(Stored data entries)

PR #1936, opened 2025-02-28
Document generating interface from Runtime WASM and change feature to `runtime-wasm-path`

jsdw:
Using a Runtime WASM file to generate the Subxt interface was not documented, and the feature flag for it was named `runtime_metadata_path` despite the actual attribute being `runtime_path` (and a `runtime_metadata_path attribute existing already to use metadata), so I added some docs and changed the feature to `runtime_wasm_path` to better correlate with the actual attribute (while making clear it's about the WASM).


niklasad1 (approved):
nice

PR #1940, opened 2025-03-03
Add archive RPCs to subxt-rpcs

jsdw:
- Add support for archive* V2 RPCs in `subxt-rpcs` crate.
- Add basic tests for these.

TODO

- [ ] Check/add archive_storage unsubscribe function to spec so we know what to use


rpcs/src/methods/chain_head.rs
```diff
@@ -872,6 +885,28 @@ pub enum ArchiveCallResult {
     Error(String),
 }
 
+impl ArchiveCallResult {
+    /// Unwrap a successful value from the call, panicking if it was an error.
+    pub fn unwrap_success(self) -> Bytes {
```
niklasad1, line 890: I would prefer `fn as_success(self) -> Option<Bytes>` and let the user to the unwrapping themselves.

Anyway, either is fine

rpcs/src/methods/chain_head.rs
```diff
@@ -295,6 +291,132 @@ impl<T: RpcConfig> ChainHeadRpcMethods<T> {
...
+        function: &str,
+        call_parameters: &[u8],
+    ) -> Result<ArchiveCallResult, Error> {
+        use serde::de::Error as _;
+
+        // We deserialize to this intermediate shape, since
+        // we can't have a boolean tag to denote variants.
+        #[derive(Deserialize)]
+        struct Response {
+            success: bool,
```
niklasad1, line 321: This success flag is annoying, why do we need it at all?

result/value or error should be sufficient?

niklasad1 (approved):

rpcs/src/methods/chain_head.rs
jsdw: Yeah true; I just added it as an extra check to catch any weird responses eg success:false but a value!

rpcs/src/methods/chain_head.rs
jsdw: Good idea; I'll change the APIs to that!

rpcs/src/methods/chain_head.rs
ryanleecode: isn't success part of the spec? whats the issue here

rpcs/src/methods/chain_head.rs
```diff
@@ -295,6 +291,132 @@ impl<T: RpcConfig> ChainHeadRpcMethods<T> {
...
+                query_type: item.query_type,
+            })
+            .collect();
+
+        let sub = self
+            .client
+            .subscribe(
+                "archive_unstable_storage",
+                rpc_params![block_hash, items, child_key.map(to_hex)],
+                "archive_unstable_storage_unsub", // TODO unsub method undefined in spec: look it up/add to spec
```
ryanleecode, line 414: how can archive method have subscription? isn't that a chainhead only thing? B/c ur looking in the past right, so how can it change? whereas chainhead is constantly moving forward so it makes sense to have a subscription?

lexnv (approved):

rpcs/src/methods/chain_head.rs
lexnv: Yep this is quite annoying in rust, IIRC we only left the success flag because it might be easier for js/ts realm interpret the data easier

rpcs/src/methods/chain_head.rs
ryanleecode: So its basically a subscription that will only ever emit 1 value right? Interesting!

rpcs/src/methods/chain_head.rs
niklasad1: aight, I see

PR #1947, opened 2025-03-06
Wrap the subxt::events::Events type to avoid exposing subxt_core errors and types unnecessarily

jsdw:
This is consistent with the rest of the Subxt interface which hides the subxt_core logic (in most places necessarily because it extends it with functions that can't exist in subxt_core). By wrapping `Events` / `EventDetails` we avoid exposing `subxt_core::Error` from this part of the API in contrast with `subxt::Error` from others.


niklasad1 (approved):

jsdw:
Reverted and opened #1948 instead; forgot to commit a file!

PR #1961, opened 2025-03-12
Improve error message regarding failure to extract metadata from WASM runtime

### LINKED ISSUE #1960: Wasm loader reporting misleading error + doesn't allow allow_missing_host_functions
Hi

I'm using the subxt macro that is configured to load metadata from wasm runtime. However, when my runtime is not built with `std` feature I get an error `method Metadata_metadata_at_version doesnt exist`, which is not true because my runtime has Metadata_metadata_at_version function (confirmed through `wasm2wat` tool).

I forked subxt locally and changed the [`WasmLoader`](https://github.com/paritytech/subxt/blob/master/macro/src/wasm_loader.rs#L139) line where it reports the error to print the actual error and not ignore it:
```
.map_err(|e| {
                CodegenError::Wasm(
                    format!("{:?}", e).to_owned(),
                )
            })?;
``` 

Then I get the actual error :
```
Other("Failed to create module: Other error happened while constructing the runtime: runtime requires function imports which are not present on the host: 'env:ext_benchmarking_set_whitelist_version_1', 'env:ext_benchmarking_reset_read_write_count_version_1', 'env:ext_benchmarking_get_read_and_written_keys_version_1', 'env:ext_benchmarking_wipe_db_version_1', 'env:ext_benchmarking_current_time_version_1', 'env:ext_benchmarking_read_write_count_version_1', 'env:ext_benchmarking_proof_size_version_1', 'env:ext_benchmarking_commit_db_version_1', 'env:ext_benchmarking_add_to_whitelist_version_1'")
```
I guess the error is related to the `WasmExecutor` in the `wasm_loader` not allowing missing host functions.
Indeed, my issue is fixed if by setting the `allow_missing_host_functions` param of the `uncahed_call` call function in `load_metadata_at_version`. Is it possible to:

1. Change the `load_metadata_at_version` in the `wasm_loader` to allow for missing host functions.
2. Change the `load_metadata_at_version` to properly report the error and not misleading function doesn exist error.

Many thanks

jsdw:
Closes #1960

### DIFF
--- a/macro/src/wasm_loader.rs
+++ b/macro/src/wasm_loader.rs
@@ -117,8 +117,10 @@ impl Executor {
                 "Metadata_metadata",
                 &[],
             )
-            .map_err(|_| {
-                CodegenError::Wasm("method \"Metadata_metadata\" doesnt exist".to_owned())
+            .map_err(|e| {
+                CodegenError::Wasm(format!(
+                    "Failed to call \"Metadata_metadata\" on WASM runtime. Cause: {e}"
+                ))
             })?;
         let encoded_metadata =
             <Vec<u8>>::decode(&mut &encoded_metadata[..]).map_err(CodegenError::Decode)?;
--- a/macro/src/wasm_loader.rs
+++ b/macro/src/wasm_loader.rs
@@ -135,10 +135,10 @@ impl Executor {
                 "Metadata_metadata_at_version",
                 &version.encode(),
             )
-            .map_err(|_| {
-                CodegenError::Wasm(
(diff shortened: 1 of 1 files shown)


niklasad1 (approved):

nmammeri:
Sorry to interfere but while here, it might be beneficial to also improve error reporting on [load_legacy_metadata](https://github.com/paritytech/subxt/blob/20bc4b89ca7f506323d0f8ae9e8faf0a91baae44/macro/src/wasm_loader.rs#L110C8-L110C28)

Exercise aim →
State how many lines in the records contain the string "might". Give the number with no words around it.

Answer area →
2